Stored records:
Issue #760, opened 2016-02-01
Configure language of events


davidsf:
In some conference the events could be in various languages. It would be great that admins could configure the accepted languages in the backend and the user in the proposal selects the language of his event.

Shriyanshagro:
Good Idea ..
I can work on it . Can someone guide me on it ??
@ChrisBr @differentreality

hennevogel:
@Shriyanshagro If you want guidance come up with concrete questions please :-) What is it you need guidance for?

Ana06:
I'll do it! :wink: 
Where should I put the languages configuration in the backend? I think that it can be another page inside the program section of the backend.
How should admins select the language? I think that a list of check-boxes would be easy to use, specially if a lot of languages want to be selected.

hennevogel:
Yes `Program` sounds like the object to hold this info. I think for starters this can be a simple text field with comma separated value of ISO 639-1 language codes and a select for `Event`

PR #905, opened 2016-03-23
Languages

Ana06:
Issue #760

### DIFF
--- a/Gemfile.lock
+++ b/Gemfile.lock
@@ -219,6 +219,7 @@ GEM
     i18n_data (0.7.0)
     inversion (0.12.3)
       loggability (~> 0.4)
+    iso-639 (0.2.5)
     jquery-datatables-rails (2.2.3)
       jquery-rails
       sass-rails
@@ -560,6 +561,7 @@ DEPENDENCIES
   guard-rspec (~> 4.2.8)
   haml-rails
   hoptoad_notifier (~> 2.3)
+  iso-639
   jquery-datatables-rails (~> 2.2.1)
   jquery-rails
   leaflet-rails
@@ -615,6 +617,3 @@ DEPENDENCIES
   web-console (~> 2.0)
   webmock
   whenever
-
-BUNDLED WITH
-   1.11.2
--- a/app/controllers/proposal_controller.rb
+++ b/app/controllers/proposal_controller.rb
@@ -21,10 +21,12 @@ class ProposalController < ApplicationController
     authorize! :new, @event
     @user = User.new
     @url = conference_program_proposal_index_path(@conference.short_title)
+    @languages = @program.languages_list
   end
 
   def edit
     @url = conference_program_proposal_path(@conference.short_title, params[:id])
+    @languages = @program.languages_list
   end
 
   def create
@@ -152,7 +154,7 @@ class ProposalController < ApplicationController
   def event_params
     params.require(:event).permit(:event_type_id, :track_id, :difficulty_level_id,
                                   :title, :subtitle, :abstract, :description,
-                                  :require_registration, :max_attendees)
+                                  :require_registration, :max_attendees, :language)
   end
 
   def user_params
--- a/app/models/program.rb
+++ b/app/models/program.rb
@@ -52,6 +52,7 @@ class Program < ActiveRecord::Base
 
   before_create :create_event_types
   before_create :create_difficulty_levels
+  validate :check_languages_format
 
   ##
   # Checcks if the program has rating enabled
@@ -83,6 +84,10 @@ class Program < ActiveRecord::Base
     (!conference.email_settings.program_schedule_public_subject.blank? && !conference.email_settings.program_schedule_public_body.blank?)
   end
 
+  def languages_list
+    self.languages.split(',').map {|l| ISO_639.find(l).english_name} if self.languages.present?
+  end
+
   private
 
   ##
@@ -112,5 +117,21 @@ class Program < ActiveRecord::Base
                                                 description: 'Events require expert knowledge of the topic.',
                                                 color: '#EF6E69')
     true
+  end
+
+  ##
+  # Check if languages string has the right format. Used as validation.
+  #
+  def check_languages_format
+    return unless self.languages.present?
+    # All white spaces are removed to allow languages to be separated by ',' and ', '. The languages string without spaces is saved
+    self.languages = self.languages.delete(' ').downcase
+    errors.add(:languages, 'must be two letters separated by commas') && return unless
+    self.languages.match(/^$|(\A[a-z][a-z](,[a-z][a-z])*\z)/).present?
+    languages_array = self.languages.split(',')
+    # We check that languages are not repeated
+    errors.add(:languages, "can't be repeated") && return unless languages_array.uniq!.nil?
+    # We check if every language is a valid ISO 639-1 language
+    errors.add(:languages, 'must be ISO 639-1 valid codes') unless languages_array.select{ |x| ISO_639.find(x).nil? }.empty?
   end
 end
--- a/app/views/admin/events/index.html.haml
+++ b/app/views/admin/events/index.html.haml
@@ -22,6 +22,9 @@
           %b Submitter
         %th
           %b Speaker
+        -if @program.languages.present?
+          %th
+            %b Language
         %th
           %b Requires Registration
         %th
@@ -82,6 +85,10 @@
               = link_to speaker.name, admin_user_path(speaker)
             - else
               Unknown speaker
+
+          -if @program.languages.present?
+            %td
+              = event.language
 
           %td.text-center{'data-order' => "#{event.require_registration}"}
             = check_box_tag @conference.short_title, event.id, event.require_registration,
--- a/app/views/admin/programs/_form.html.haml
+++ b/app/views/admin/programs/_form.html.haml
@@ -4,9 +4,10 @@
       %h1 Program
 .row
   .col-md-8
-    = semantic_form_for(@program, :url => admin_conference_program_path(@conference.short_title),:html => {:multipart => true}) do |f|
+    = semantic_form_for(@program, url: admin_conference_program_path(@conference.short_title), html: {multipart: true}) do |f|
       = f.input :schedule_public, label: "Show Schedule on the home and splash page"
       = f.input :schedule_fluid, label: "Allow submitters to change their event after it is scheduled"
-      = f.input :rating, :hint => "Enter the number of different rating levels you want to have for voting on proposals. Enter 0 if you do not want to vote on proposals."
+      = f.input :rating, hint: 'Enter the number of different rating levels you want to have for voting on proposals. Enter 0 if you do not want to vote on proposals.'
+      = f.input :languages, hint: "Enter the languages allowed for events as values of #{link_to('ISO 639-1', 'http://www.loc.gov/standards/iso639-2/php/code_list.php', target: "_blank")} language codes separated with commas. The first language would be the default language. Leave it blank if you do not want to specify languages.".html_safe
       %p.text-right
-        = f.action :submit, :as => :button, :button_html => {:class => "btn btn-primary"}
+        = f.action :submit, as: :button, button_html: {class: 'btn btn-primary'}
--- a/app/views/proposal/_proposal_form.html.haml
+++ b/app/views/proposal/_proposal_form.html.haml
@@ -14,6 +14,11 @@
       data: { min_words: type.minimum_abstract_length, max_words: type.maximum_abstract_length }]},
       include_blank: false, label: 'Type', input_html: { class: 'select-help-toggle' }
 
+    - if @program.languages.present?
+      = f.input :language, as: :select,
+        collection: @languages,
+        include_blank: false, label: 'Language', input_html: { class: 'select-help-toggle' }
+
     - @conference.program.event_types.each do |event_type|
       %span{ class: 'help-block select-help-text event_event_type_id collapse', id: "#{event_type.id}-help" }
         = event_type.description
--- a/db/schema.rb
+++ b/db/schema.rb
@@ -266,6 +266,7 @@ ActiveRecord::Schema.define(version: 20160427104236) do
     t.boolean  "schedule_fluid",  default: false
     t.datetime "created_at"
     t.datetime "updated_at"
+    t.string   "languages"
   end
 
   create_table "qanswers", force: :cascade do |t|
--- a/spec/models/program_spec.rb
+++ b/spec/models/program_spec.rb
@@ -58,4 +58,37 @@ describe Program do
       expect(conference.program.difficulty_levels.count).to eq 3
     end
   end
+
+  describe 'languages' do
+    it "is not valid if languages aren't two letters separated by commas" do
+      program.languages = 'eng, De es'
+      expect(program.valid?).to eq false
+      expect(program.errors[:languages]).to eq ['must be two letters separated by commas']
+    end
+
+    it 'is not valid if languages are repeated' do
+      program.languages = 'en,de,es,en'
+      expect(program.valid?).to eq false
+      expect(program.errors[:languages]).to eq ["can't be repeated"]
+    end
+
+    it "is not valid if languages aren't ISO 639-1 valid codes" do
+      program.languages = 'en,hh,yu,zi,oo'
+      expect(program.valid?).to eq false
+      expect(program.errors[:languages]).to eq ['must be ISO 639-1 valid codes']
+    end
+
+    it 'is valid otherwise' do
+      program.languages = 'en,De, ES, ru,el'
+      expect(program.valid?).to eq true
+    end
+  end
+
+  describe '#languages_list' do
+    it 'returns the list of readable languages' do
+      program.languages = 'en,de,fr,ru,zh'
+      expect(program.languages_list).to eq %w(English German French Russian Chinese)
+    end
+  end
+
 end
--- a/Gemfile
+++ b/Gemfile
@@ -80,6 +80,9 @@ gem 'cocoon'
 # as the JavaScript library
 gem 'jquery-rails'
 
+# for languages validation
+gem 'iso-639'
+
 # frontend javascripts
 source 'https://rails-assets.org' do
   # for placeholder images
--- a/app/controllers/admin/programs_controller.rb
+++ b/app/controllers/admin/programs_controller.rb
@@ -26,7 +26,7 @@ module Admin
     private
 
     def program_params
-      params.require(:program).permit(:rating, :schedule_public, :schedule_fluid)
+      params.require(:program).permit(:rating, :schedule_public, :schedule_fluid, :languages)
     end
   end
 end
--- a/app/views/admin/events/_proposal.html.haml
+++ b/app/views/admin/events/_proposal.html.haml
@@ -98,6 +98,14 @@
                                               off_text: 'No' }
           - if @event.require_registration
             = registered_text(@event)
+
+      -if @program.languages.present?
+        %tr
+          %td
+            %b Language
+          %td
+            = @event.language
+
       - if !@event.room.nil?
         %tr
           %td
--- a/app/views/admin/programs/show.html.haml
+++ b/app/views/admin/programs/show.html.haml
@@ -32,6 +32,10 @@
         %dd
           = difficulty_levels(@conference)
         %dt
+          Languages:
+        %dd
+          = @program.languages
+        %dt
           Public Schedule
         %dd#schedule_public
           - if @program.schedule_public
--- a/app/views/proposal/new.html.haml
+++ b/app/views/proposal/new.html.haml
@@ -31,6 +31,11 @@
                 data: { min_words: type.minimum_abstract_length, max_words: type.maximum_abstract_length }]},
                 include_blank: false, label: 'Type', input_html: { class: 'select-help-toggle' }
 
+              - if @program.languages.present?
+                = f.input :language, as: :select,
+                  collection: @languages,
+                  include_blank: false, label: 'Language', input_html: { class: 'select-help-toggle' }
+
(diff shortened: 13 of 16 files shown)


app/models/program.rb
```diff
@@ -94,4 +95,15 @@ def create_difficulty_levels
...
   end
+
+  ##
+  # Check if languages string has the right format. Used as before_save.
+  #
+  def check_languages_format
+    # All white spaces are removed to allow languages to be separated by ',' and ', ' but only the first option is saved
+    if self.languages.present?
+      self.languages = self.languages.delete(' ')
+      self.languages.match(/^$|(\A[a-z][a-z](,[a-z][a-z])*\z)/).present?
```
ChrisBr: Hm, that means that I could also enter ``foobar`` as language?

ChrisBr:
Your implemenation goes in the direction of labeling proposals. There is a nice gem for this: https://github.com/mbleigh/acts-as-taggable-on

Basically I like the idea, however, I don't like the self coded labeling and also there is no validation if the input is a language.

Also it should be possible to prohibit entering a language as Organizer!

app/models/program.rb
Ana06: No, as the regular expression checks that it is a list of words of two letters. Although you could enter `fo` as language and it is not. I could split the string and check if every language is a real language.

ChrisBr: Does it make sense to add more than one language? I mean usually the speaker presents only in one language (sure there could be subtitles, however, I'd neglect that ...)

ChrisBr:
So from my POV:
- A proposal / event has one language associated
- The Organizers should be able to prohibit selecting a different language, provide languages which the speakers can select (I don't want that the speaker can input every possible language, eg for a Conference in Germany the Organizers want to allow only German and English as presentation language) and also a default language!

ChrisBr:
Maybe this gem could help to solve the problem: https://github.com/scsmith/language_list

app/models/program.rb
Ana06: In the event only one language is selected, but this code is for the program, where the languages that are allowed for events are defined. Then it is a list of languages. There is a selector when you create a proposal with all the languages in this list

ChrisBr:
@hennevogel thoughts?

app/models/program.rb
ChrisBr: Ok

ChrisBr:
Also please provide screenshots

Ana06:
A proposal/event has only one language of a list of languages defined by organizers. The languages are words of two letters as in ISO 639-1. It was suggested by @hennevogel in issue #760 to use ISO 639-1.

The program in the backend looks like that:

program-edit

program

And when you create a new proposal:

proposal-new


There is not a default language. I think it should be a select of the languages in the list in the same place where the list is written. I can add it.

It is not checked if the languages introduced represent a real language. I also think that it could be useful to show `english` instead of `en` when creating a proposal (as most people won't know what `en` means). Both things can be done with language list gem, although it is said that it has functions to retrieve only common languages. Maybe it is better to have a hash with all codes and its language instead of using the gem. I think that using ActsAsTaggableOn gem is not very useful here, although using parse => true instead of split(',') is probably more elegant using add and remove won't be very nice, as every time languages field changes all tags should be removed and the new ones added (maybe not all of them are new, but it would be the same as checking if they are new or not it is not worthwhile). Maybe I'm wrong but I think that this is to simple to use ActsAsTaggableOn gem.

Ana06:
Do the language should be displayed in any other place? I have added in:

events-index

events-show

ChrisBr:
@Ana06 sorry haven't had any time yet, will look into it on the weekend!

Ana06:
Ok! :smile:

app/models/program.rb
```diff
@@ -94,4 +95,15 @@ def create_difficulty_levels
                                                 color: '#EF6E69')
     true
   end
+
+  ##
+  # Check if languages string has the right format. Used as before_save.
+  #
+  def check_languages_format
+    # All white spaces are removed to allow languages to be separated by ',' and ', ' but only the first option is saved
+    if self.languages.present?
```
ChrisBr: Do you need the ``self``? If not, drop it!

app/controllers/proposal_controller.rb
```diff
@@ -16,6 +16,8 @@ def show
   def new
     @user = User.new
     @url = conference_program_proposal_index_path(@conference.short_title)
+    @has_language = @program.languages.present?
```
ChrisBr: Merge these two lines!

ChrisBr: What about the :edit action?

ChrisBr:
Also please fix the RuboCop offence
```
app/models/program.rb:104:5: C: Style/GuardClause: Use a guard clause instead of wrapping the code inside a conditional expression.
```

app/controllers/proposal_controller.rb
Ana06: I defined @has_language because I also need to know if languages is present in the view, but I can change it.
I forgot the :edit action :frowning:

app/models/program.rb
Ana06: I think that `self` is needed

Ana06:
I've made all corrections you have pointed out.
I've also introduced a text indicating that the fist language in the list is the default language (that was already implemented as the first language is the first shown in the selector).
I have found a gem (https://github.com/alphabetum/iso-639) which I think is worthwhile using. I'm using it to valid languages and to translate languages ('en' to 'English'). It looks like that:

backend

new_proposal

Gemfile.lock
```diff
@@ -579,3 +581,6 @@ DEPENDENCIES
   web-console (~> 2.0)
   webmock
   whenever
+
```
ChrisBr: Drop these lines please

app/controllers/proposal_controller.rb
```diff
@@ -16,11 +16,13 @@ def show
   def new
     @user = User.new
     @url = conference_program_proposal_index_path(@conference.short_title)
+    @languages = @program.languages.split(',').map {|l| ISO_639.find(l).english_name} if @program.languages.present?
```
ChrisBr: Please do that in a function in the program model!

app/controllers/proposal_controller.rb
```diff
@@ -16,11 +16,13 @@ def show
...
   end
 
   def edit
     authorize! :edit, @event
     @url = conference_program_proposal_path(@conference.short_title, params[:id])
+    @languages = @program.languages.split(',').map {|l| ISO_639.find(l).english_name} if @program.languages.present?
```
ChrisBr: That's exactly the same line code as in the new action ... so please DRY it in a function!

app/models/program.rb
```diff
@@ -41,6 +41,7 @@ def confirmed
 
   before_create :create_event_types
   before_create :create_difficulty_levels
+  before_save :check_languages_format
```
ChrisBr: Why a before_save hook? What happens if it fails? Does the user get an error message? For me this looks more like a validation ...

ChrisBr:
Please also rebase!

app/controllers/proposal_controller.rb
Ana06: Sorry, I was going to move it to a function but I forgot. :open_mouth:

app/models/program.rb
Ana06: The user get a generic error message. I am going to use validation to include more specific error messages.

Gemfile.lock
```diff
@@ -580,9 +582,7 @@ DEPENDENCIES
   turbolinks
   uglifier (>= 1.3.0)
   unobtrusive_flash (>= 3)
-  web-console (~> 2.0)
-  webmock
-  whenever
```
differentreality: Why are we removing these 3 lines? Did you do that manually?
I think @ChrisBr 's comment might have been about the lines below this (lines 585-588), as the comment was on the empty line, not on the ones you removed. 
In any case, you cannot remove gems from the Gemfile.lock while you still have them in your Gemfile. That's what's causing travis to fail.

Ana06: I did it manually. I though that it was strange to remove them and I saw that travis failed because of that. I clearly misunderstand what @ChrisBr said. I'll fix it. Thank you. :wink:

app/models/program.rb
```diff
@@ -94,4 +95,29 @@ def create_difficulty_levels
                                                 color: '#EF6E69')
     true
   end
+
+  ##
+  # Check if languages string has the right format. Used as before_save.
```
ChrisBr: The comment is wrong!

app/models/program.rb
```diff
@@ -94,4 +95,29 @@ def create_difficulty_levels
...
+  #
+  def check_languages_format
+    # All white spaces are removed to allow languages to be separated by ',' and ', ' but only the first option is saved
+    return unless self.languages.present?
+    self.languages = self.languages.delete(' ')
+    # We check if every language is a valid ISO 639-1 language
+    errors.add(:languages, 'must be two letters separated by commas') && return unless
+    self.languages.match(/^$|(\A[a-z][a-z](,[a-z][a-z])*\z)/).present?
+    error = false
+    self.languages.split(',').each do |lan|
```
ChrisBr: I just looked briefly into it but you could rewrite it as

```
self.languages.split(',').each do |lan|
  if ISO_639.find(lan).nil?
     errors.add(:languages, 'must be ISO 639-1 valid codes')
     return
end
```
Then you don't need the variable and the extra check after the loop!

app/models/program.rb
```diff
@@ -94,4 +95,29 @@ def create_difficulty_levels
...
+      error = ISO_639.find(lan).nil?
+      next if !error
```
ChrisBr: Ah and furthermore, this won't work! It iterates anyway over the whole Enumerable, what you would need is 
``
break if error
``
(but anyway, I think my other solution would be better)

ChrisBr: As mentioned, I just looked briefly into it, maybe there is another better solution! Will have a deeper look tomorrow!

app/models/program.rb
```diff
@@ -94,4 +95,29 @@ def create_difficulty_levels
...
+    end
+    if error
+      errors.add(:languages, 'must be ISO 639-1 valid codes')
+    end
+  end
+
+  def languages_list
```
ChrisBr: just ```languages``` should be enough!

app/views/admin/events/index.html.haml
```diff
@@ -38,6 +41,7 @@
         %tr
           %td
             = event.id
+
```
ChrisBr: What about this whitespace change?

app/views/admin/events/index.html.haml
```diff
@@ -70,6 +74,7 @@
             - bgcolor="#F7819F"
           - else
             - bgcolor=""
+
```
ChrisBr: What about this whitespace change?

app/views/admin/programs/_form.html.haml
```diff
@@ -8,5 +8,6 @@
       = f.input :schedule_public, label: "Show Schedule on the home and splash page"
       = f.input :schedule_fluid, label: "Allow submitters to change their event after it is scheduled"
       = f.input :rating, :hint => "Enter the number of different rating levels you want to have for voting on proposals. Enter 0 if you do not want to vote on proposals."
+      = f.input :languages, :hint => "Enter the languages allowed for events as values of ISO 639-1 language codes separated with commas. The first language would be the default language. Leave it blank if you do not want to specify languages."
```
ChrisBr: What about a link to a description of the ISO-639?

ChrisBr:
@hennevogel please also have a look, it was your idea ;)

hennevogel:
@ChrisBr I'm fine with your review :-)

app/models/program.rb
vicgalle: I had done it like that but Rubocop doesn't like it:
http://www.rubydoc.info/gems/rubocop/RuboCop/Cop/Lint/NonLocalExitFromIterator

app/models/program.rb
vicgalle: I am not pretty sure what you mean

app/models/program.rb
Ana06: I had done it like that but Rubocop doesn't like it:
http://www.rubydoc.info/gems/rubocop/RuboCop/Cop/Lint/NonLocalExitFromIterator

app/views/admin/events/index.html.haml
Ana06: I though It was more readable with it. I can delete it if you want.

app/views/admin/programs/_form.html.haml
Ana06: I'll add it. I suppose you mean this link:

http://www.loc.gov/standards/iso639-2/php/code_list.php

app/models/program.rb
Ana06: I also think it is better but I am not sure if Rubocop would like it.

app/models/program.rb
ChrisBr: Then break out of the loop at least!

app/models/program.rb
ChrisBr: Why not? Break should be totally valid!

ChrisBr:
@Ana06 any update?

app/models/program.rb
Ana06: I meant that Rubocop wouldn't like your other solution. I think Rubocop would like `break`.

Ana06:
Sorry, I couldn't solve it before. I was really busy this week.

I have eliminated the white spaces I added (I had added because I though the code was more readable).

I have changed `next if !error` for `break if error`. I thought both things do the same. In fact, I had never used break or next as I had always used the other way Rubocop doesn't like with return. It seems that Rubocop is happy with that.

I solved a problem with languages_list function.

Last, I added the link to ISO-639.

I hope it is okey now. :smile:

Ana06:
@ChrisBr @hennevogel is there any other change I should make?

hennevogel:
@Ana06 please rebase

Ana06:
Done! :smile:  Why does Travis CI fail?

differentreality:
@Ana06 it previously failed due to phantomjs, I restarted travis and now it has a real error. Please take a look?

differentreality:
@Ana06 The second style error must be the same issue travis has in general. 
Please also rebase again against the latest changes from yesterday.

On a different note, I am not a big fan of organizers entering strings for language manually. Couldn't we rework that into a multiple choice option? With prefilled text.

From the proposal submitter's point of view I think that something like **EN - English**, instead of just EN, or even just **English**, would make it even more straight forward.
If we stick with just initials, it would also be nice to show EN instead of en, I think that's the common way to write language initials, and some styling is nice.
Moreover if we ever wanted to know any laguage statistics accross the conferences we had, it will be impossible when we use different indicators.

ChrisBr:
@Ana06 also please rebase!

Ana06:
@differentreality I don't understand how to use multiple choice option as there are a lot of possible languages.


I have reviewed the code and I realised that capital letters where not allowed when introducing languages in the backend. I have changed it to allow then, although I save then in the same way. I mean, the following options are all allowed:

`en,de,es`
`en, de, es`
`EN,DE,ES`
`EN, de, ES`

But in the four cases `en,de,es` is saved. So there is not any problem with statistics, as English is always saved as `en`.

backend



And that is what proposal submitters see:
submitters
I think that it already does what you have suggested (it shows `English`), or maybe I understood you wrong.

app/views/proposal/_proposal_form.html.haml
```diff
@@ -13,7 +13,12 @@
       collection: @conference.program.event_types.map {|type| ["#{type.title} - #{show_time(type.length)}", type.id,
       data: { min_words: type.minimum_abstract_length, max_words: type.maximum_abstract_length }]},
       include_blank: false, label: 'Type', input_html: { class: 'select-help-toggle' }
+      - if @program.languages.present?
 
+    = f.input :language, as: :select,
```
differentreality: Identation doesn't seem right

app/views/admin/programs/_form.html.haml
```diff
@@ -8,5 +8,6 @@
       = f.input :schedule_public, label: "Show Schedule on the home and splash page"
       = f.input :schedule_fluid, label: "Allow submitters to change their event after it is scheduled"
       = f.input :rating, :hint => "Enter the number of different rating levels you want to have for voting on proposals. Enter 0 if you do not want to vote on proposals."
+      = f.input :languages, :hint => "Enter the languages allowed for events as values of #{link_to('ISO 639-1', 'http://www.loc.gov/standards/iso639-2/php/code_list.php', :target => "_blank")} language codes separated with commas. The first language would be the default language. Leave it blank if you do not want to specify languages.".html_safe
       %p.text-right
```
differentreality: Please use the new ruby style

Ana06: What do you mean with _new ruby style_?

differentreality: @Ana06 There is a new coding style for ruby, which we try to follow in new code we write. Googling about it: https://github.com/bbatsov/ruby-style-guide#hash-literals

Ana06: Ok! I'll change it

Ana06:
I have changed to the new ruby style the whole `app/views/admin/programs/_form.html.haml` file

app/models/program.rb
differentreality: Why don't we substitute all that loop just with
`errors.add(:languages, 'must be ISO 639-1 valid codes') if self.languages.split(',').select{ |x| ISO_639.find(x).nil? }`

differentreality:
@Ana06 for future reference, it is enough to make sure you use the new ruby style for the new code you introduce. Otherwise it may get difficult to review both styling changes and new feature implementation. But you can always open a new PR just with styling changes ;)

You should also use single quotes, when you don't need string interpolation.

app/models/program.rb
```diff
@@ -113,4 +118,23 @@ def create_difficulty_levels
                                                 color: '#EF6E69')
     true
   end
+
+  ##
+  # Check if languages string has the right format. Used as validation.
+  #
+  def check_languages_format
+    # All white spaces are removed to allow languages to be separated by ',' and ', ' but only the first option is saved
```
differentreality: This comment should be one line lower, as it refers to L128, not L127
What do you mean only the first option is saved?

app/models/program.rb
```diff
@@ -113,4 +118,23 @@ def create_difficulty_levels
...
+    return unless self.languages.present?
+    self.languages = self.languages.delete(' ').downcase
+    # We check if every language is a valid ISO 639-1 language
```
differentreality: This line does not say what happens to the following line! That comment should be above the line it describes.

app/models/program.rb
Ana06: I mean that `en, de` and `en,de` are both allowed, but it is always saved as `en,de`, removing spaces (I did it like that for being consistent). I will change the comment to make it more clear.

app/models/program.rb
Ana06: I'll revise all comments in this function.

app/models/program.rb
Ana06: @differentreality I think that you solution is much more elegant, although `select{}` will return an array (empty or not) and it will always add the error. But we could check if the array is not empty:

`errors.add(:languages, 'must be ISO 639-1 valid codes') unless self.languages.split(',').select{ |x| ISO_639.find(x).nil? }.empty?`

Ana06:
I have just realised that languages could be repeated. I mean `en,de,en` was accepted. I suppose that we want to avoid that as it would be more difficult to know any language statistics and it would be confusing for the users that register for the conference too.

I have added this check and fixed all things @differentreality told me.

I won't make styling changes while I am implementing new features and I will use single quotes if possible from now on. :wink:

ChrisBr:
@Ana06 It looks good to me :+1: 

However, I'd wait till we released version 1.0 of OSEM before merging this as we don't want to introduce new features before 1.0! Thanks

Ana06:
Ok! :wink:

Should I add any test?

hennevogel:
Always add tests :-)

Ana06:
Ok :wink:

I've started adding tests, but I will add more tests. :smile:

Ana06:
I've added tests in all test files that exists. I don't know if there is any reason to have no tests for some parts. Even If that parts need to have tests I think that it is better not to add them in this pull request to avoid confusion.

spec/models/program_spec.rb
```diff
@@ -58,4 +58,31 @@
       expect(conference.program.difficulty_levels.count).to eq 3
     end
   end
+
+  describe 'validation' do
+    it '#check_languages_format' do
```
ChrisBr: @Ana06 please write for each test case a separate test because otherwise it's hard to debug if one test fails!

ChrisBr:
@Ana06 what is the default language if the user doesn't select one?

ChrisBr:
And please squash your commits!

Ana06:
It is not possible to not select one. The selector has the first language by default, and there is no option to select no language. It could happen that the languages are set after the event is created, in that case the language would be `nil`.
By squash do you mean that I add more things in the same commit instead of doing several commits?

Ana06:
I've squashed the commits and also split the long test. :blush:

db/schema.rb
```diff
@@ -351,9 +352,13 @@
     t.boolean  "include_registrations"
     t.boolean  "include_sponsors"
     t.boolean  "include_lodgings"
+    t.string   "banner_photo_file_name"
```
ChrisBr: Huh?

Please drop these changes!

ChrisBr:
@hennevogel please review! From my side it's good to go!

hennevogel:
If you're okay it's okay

* What the exercise asks: Among the lines of the preceding data, which ones hold the word "opened"? List them.

* Your solution:
Issue #760, opened 2016-02-01
PR #905, opened 2016-03-23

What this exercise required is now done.